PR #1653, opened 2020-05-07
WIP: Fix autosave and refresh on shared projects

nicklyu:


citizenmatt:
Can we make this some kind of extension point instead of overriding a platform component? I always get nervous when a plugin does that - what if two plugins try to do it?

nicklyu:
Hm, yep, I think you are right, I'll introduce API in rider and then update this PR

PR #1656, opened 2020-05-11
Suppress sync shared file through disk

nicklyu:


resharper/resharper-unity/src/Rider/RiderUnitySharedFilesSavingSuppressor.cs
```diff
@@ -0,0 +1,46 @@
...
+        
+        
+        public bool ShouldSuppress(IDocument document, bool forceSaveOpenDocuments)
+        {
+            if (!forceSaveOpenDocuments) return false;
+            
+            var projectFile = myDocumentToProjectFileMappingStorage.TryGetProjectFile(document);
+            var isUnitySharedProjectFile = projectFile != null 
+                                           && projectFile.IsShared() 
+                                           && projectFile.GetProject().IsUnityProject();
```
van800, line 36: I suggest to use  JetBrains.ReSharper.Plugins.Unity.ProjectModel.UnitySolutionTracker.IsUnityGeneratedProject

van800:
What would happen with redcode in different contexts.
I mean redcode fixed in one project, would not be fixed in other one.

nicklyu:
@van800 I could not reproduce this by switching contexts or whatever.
* * *
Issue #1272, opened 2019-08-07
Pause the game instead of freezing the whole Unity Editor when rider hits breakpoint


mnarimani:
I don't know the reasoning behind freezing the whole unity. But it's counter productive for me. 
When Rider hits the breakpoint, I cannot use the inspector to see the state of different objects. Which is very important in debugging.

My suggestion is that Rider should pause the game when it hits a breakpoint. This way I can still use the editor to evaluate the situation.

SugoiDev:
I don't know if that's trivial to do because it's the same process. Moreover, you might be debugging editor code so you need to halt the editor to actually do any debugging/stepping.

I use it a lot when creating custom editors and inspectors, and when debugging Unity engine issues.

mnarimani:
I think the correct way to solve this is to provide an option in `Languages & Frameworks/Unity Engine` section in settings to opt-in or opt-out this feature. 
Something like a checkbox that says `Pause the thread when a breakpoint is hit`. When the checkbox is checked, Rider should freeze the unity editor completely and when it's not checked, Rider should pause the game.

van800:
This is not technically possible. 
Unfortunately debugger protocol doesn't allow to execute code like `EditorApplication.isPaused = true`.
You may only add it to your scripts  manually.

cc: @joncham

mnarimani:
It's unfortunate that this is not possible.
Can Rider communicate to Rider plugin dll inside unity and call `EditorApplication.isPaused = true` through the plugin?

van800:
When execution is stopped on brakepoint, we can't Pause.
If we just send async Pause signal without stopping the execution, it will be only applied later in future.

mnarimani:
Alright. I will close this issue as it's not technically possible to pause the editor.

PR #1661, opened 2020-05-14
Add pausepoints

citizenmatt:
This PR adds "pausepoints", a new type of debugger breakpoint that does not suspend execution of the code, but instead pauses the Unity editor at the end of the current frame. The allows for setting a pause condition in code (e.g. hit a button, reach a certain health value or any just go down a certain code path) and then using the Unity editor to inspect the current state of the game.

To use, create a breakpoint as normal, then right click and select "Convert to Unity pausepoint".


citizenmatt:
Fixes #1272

Your assignment:
Every line above carrying the word "redcode" needs to be shown.

Solution to this exercise:
What would happen with redcode in different contexts.
I mean redcode fixed in one project, would not be fixed in other one.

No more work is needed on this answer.